What SAT Scores Say About Your Hedge Fund - robg
http://www.nytimes.com/2007/09/09/business/yourmoney/09stra.html?ex=1346990400&en=23f822b1020865e1&ei=5090&partner=rssuserland&emc=rss

======
DocSavage
The Times article didn't mention the other characteristics tested by the
study:

"We first construct probably the most comprehensive dataset on manager
characteristics based on more than 4,000 hedge funds covered by TASS between
1994 and 2003.4 The dataset covers a wide range of information on personal,
educational, and professional backgrounds of managers of most hedge funds.
Specifically, we collect information on the following six characteristics of
the lead manager of each fund if such information is available: the manager's
age (AGE), the total number of years of working (WORK), the number of years of
working at the specific hedge fund (TENURE), the composite SAT score for the
manager's undergraduate institute (SAT), whether the manager has a CPA or CFA,
and whether the manager has an MBA degree. Broadly speaking, the six
characteristics can be divided into two groups: SAT, CFA/CPA and MBA dummies
represent intelligence and education;5 AGE, WORK, and TENURE could represent
working experience and career concern."

Their conclusions:

"Specifically, we find that managers from higher-SAT institutes tend to take
less risks (measured by either overall return volatility or loadings of hedge
fund returns on systematic risk factors) and have higher raw and risk-adjusted
returns. On the other hand, we find that managers with longer years of working
tend to have lower raw and risk-adjusted returns and take less risks. We also
find that younger and better-educated managers tend to attract more capital
inflows.

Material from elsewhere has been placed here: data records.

PR #373, opened 2024-10-07
Add model checking harnesses for rmi version and rmi realm activate

zpzigi754:
This PR adds model checking harnesses for rmi version and rmi realm activate: they verify `RMI_VERSION` and `RMI_REALM_ACTIVATE`'s behaviors respectively. It also fixes a spec violation in rmi version regarding B4.3.23.1.2, which was detected by the harness. Output values (lower and higher) should be always available regardless of this RMI's failure.

```
Usage)

(in islet/model-checking)
$RMI_TARGET=(rmi_version|rmi_realm_activate) make verify
```

```
B4.3.23.1.2 Output values
Name    Register   Bits       Type                      Description
result  X0         63:0       RmiCommandReturnCode      Command return status
lower   X1         63:0       RmiInterfaceVersionLower  implemented interface revision
higher  X2         63:0       RmiInterfaceVersionHigher implemented interface revision
```


rmm/src/rmi/version.rs
```diff
@@ -19,6 +19,12 @@ pub fn set_event_handler(mainloop: &mut Mainloop) {
     listen!(mainloop, rmi::VERSION, |arg, ret, _| {
         let req = arg[0];
 
+        let lower = encode_version();
```
hihi-wang, line 22: Just bit wondering here, does this lines of code affects in verification, such like in case of returning `Err(Error::RmiErrorInput)`, `ret` should be filled with version info...?

hihi-wang (approved):

rmm/src/rmi/version.rs
zpzigi754: Exactly! Setting the `ret` values ahead (ret[1] and ret[2]) affects the verification result (from failure to success). The reason is because, ret[1] and ret[2] will be set not only for the success condition but also for the failure condition (the below Error::RmiErrorInput).

jinbpark (approved):

bitboom (approved):

PR #374, opened 2024-10-08
Add model checking harnesses for rec_aux_count and rec_destroy

zpzigi754:
This PR adds model checking harnesses for rec_aux_count and rec_destroy: they verify RMI_REC_AUX_COUNT and RMI_REC_DESTROY's behaviors respectively. It also fixes several spec violations two of which were detected by the included harness while others were found by the process of verification.

```
B4.3.12.2 Failure conditions
ID      Condition
num_aux pre: params.num_aux != RecAuxCount(rd)
        post: ResultEqual(result, RMI_ERROR_INPUT)
```

```
B4.3.12.3 Success conditions
ID            Condition
rec_aux       AuxEqual(
                  Rec(rec).aux, params.aux,
                  RecAuxCount(rd))
rec_aux_state AuxStateEqual(
                  Rec(rec).aux, RecAuxCount(rd), REC_AUX)
```

```
B4.3.13.2 Failure conditions
ID        Condition
rec_state pre: Rec(rec).state == REC_RUNNING
          post: ResultEqual(result, RMI_ERROR_REC)
```

```
B4.3.13.3 Success conditions
ID            Condition
rec_aux_state AuxStateEqual(
                  Rec(rec).aux, RecAuxCount(rd), DELEGATED)
```


rmm/src/rmi/rec/handlers.rs
```diff
@@ -94,15 +95,29 @@ pub fn set_event_handler(mainloop: &mut Mainloop) {
         // `rsi` is currently not reachable in model checking harnesses
         HashContext::new(&mut rd)?.measure_rec_params(&params)?;
 
+        for i in 0..rmi::MAX_REC_AUX_GRANULES {
+            let rec_aux = rec.aux(i) as usize;
+            let mut rec_aux_granule = get_granule_if!(rec_aux, GranuleState::Delegated)?;
+            set_granule(&mut rec_aux_granule, GranuleState::RecAux)?;
```
p-sawicki2, line 101: Does Islet actually use Auxiliary Granules? During the setup of a Realm, KVM asks RMM about the number of auxilary granules (rmi::REC_AUX_COUNT) that RMM needs for data storage. RMM returns MAX_REC_AUX_GRANULES. Basing on that information KVM allocates and passes them while calling REC_CREATE. But they seem not to be used at all in Islet RMM. Why not just return 0 granules while calling rmi::REC_AUX_COUNT?

rmm/src/rmi/rec/handlers.rs
```diff
@@ -94,15 +95,29 @@ pub fn set_event_handler(mainloop: &mut Mainloop) {
         // `rsi` is currently not reachable in model checking harnesses
         HashContext::new(&mut rd)?.measure_rec_params(&params)?;
 
+        for i in 0..rmi::MAX_REC_AUX_GRANULES {
```
jinbpark, line 98: Not directly related to this PR, 
it seems that `rd.inc_rec_index();` at line-93 in this function should be placed at the end of this function (after all operations are done correctly, as `set_granule` is).

If something goes wrong in this rec_aux loop, it would return without decrementing rec_index by one, leaving rec_index incorrect.

zpzigi754: Good finding! I totally agree with you. Similarly, I think that most of the setting in `rec.init()` above also might need to be done at the end of the function, because they should be only set in the success condition. One issue is that setting the successful conditions also may involve an error handling which is a bit of mess.

jinbpark: It's not just `rec.init()` but there might be similar issues in other functions as well. (e.g., rmm page table mapping. we should unmap things from the rmm page table if something goes wrong in the middle)
We'd better come up with a kind of design pattern to gracefully deal with such issues.

I think it's ok to put this off until we settle up that pattern, and we can apply that pattern to all relevant codes at once. (this PR might be not that small in size?)

rmm/src/rmi/rec/handlers.rs
zpzigi754: That's a really good question. I think that `returning 0` in rmi::REC_AUX_COUNT would be also a reasonable alternative as a shortcut. I am actually not sure how auxiliary granules would be used eventually with a real world realm image: this is actually in one of my query lists to Arm. However, as long as RecAux Granule is not deprecated in the official arm cca's spec, I think that supporting this functionality would be better than not supporting it. Also, note that RecAux have existed since the earliest beta0 version to the latest alpha8 version in the spec. Thus, I expect that it is less likely to be deprecated in the future as well.

jinbpark (approved):

rmm/src/rmi/rec/handlers.rs
zpzigi754: Thank you for opening the issue there!

hihi-wang (approved):

bitboom (approved):

nook1208 (approved):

These results are very robust to the different risk-adjustment
benchmarks, sample periods, and types of funds (funds of funds vs. regular
hedge funds) we consider."

The way they constructed their database raises some red flags for me: "Out of
the 4,000 funds covered by TASS, we are able to identify most of the
characteristics of the lead manager for 1,002 funds."

I wonder about biases introduced by the rejection of 3/4 of the funds due to
insufficient data. Did managers of successful funds tend to preferentially
withhold information, e.g. not mentioning a non-"elite" education if they
wanted to emphasize just the results of their funds?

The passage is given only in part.